In the United States, McDonald's introduced its own Angus Third Pounder sandwich in 2009. They were removed from the menu in 2013 and replaced with new variations on its Quarter Pounder sandwich.

==Advertising==
===North America===
- Dr. Angus – Dr. Angus was a CP+B creation launched in 2004 to promote the new Angus line of Sandwiches. Played by comedian Harry Enfield, the character is a smarmy self-help "doctor" with gleaming white teeth and a starched toupee who encourages eaters to "sit down" and enjoy the BK's large Angus burgers. In 2006, the character was again used to advertise BK's new Cheesy Bacon Angus and TenderCrisp sandwiches.

In addition, CP+B added a viral marketing web page The Angus Diet.

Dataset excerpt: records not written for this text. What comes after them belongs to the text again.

PR #1009, opened 2026-04-28
chore: add agent prompt config variable tests

hwixley:
## Context
A bug in datahub agent which was not caught by tests was missing variables in prompt config. This solves that issue for future.

## What
Automatically tests agent prompt configs 

- [x] Yes

- [ ] No

### DIFF
--- a/redbox/tests/graph/agents/test_agent.py
+++ b/redbox/tests/graph/agents/test_agent.py
@@ -2,7 +2,7 @@ import pytest
 from langchain_core.messages import AIMessage
 from pytest_mock import MockerFixture
 
-from redbox.graph.agents.configs import AgentConfig, PromptConfig, PromptVariable, agent_configs
+from redbox.graph.agents.configs import AgentConfig, PromptConfig, PromptVariable, agent_configs, prompt_configs
 from redbox.graph.agents.formats import ArtifactAgent
 from redbox.graph.agents.workers import WorkerAgent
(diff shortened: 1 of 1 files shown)


redbox/tests/graph/agents/test_agent.py
```diff
@@ -119,3 +119,18 @@ def test_post_processing(self, result, fake_state_with_plan):
...
         assert response["artifact_criteria"] == "A result"
         assert response["agent_plans"].get_task_status(task.id) == TaskStatus.COMPLETED
+
+
+@pytest.mark.parametrize(
+    "name, prompt_cfg",
+    [
+        (key, value)
+        for key, value in prompt_configs.items()
+        if key not in ["Planner_Agent", "Replanner_Agent", "Summarisation_Agent", "Evaluator_Agent"]
```
lizzie-perry-dbt, line 129: Do we need to add Datahub_Agent to this list as it also doesn't contain the tag in the DATAHUB_PROMPT ?
I assume this then could cause error - or maybe is not relevant for this?

lizzie-perry-dbt (approved):
One potential error with DataHub agent not containing the tag, so may need to be added to the list :)

redbox/tests/graph/agents/test_agent.py
hwixley: yeah the only agents included here are special cases, the datahub agent does need task and expected_output vars (which are in system prompt via prompts.DATAHUB_QUESTION_PROMPT)

PR #1013, opened 2026-04-29
fix: loop agent result handling

hwixley:
## Context
Bug in agent_with_loop not returning proper response object causing exceptions

## What
- Add check in build_agent_with_loop for None result types
- Fix bug in response handling in run_tools_parallel

- [ ] Yes

- [ ] No

### DIFF
--- a/redbox/redbox/graph/nodes/processes.py
+++ b/redbox/redbox/graph/nodes/processes.py
@@ -540,7 +540,10 @@ def build_agent_with_loop(
             log.warning(f"{log_stub} Running tools via run_tools_parallel...")
             result = run_tools_parallel(ai_msg, tools, state, is_loop=True)  # this agent runs with loop
 
-            if has_loop and len(ai_msg.tool_calls) > 0:  # if loop, we need to transform results
+            if not result:
+                log.error("[build_agent_with_loop] Result from run_tools_parallel is None")
+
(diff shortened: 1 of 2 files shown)


redbox/redbox/graph/nodes/processes.py
```diff
@@ -540,7 +540,10 @@ def local_loop_condition():
             log.warning(f"{log_stub} Running tools via run_tools_parallel...")
             result = run_tools_parallel(ai_msg, tools, state, is_loop=True)  # this agent runs with loop
 
-            if has_loop and len(ai_msg.tool_calls) > 0:  # if loop, we need to transform results
+            if not result:
+                log.error("[build_agent_with_loop] Result from run_tools_parallel is None")
+
```
lizzie-perry-dbt, line 545: Would adding a continue after log error make more stable? as would always skip rest of the iteration

lizzie-perry-dbt (approved):
Minor comment for potential fragile case, but don't think is s definite, so happy to merge :)

redbox/redbox/graph/nodes/processes.py
hwixley: yeah good idea, only reason did not do that is given we currently actually update response to say "no results returned" in the case of failure so the model knows that a tool failed

PR #1020, opened 2026-04-30
Added datahub agent to normal assist, along with test for graph

lizzie-perry-dbt:
## What

Add Datahub_agent to normal assist

- [ ] Yes

- [ ] No

### DIFF
--- a/redbox/tests/graph/test_root.py
+++ b/redbox/tests/graph/test_root.py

Designed to work with the larger Angus campaign, this site featured the such things as the Angus diet testimonials, a faux diet book and Angus interventions. The "interventions" could be sent to people via e-mail by filling out several fields on the page. As CP+B stated: "They were a way of getting people to spread the idea of the basis of the Angus Diet – just enjoy life. Do whatever you want. Eat whatever you want as long as it makes you happy."

- The Western Barbecue Angus – In a cross promotion with the 2005 season of the Apprentice, the two teams, Magna and Net Worth, competed in a contest to design a sandwich for BK to sell. The winning product was the Net Worth team and their "Western Angus Steak Burger". As a promotional stunt, the new sandwich was introduced as a nationwide, limited time offering the day after the episode aired.
- Steakhouse (1st campaign) – The first line of advertisements for the Steakhouse Burger tagged the sandwich as "the burger you just can't wait for". The commercials often featured people in a rush to get to Burger King and purchase a Steakhouse Burger, risking the safety of other people and property around them in the process.
- Steakhouse Burger (2nd campaign) – The second line of advertisements for the Steakhouse Burger tagged the sandwich as "so special, people might think you think you're special". The commercials imply that the Steakhouse Burger is a burger that people have to "earn the right" to eat. They usually feature two characters each enjoying the burger. They are then approached by a third character, who asks what the other two characters did to earn the sandwich. The first character boasts of an extraordinary feat, while the second character says he was "just hungry" or "just wanted one". The third character then berates the second character, calling him arrogant for eating a sandwich that he "did not deserve".

===Europe===
The Angus burger adverts featured a man (played by Richard Bennett) asking for an Angus Burger in a 'FastBurger' restaurant – a parody of McDonald's – and the counter staff laughing, presumably because they didn't think you could buy one in a fast food restaurant. The news of the order reaches the FastBurger headquarters and everyone associated with the fictional chain is laughing. The chairman is by now laughing after being told about the order on the phone, and says "An Angus Burger, is he crazy?!" An assistant gives him the Evening Standard paper and the front-page story reads 'Burger King Debuts The Angus". Then the camera pulls back through the office to reveal a real Angus Burger and the announcer says "The Angus Burger, only at Burger King".

===New Zealand===
The advertising program for the Crown Jewels sandwiches featured the slogan Flash, but not too flash which was an inference stating while they cost more than the standard burger offerings at BK, they were not as much as one would expect to pay at a higher end outlet. The products were introduced in a series of three pairs of commercials in both 15 and 30 second formats. The commercials featured animals such as snails or frogs that are used as exotic cuisine in various regions of the world. As the narrator announces BK is looking for new and more complex ingredients for their new line of sandwiches, the animals are shown reacting in a fearful way believing they are the new ingredients. At the end, the narrator declares one of the new flavors and the animal is relieved to find out they are not food, then they are promptly dispatched by the new food item (e.g. the frog is hit with a mango).